#### Task details:
Using "jagtalon" as the search string, find the matching lines below and copy them.

*** Opening Supplied records ***

PR #1089, opened 2015-04-04
New cheat sheet for GNU Screen

dnmfarrell:
https://duck.co/ia/view/gnu_screen_cheat_sheet


mintsoft:
@dnmfarrell as @jagtalon said, you could have kept the previous PR open. Any commits that are pushed to your `master` will get automatically added to this PR. It's handy for us to keep the discussions around individual together etc :+1:

dnmfarrell:
Ok, finally the CSS is loading so the cheat sheet text shows in two columns. See what you think!

jagtalon:
@dnmfarrell I like it. Adding @abeyang in for a design review.

zekiel:
ping @abeyang

moollaza:
@dnmfarrell hey there! I'm very sorry it's taken me so long to get around to this. We've been hard at work lately on CheatSheets in particular, and I've finally finished up the next version of CheatSheets. There will be documentation and a proper announcement coming soon, but we've greatly simplified the way CheatSheets work and you no longer need to touch any Perl or HTML. All that's needed now is a JSON file in `/share/Goodie/CheatSheets/`. In this case you would need to make `gnu_screen.json`.

Would you be interested in converting this to a JSON file? We've already converted a few Goodies to give you guys some examples: https://github.com/duckduckgo/zeroclickinfo-goodies/blob/master/share/goodie/cheat_sheets/tmux.json

moollaza:
ping! @dnmfarrell the CheatSheets are now live and so is the updated CheatSheet Documention. Would you be interested in updating this to use the new JSON file? It will greatly simplify this IA -- only requires creating 1 new file, rather than 5 :)

https://duck.co/duckduckhack/goodie_cheat_sheets

dnmfarrell:
OK I backed out the old code and added a `JSON` version instead. Have a look, see what you think!

share/goodie/cheat_sheets/gnu_screen.json
```diff
@@ -0,0 +1,116 @@
...
+            "key": "List sessions"
+        },
+        {
+            "val": "screen -r [name]",
+            "key": "Re-attach session"
+        }
+        ],
+        "Copying and Scrolling": [
+        {
+            "val": "Ctrl-a, [",
```
moollaza: I think you'll want to to wrap these in `[]` and/or `{}`, so that the individual keys are wrapped in `<code></code>`

```json
"val": "[Ctrl-a] {\\[}",
"val": "[Ctrl-a], [Space]"
```

*Note*: You'll need to escape any `[]{}` that are inside a pair of `[]` or `{}` using `\\`

moollaza: Make sure you test it in DuckPAN to see the difference, or take a peak at https://duckduckgo.com/?q=tmux+cheatsheet&t=ffab&ia=cheatsheet

each separate block has been wrapped: https://github.com/duckduckgo/zeroclickinfo-goodies/blob/master/share/goodie/cheat_sheets/tmux.json

moollaza:
@dnmfarrell aside from wrapping these in `[]` everything is looking good!

dnmfarrell:
I've corrected the markup and tested it using Duckpan server. Looks good to me. One issue though is I can only get the cheat sheet to appear if I typed `gnu_screen keyword` (with the underscore). Is there a `.json` attribute I can add for matching names? (e.g. "gnu screen", "screen" etc)

mintsoft:
@dnmfarrell if you symlink the aliases to the sheet it'll work.It's how the regex sheet is done: https://github.com/duckduckgo/zeroclickinfo-goodies/tree/master/share/goodie/cheat_sheets a

moollaza:
@dnmfarrell we actually check for `-` in the filename and split on that. I'm going to update that to check for `_` because most of our filenames use underscores instead of dashes. With that fixed it should trigger on `gnu screen cheat sheet`

moollaza:
actually I misspoke, there's no need for the `_` in your filename, just use spaces :+1:, i.e. `gnu screen.json`

dnmfarrell:
Spaces didn't work for me. But when I replaced the space with a dash, it triggers fine now. I think it's safer to use "gnu screen" rather than just "screen" as I bet a bunch of people are searching about their computer monitor rather than the software. Do you agree? It does mean that the cheatsheet it less likely to trigger ...

moollaza:
LGTM :+1: 

@dnmfarrell I think we can keep it this way for now and see what kind of reaction it gets. If users want it to simply trigger on "screen" I see no harm in allowing it, but I do see potentially for false-positives in the case of "screen help" or similar.

moollaza:
@dnmfarrell Thanks again for taking the time to contribute! We really appreciate it. Feel free to stick around and comment/help on other PR's & Issues or even submit more Instant Answers!

dnmfarrell:
No problem, thanks for working with me to get it fixed :)

moollaza:
@dnmfarrell congrats! It's live: https://duckduckgo.com/?q=gnu+screen+cheat+sheet&ia=cheatsheet

dnmfarrell:
Thanks for your help!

*** Closing Supplied records ***

#### Solved problem:
@dnmfarrell as @jagtalon said, you could have kept the previous PR open. Any commits that are pushed to your `master` will get automatically added to this PR. It's handy for us to keep the discussions around individual together etc :+1:
jagtalon:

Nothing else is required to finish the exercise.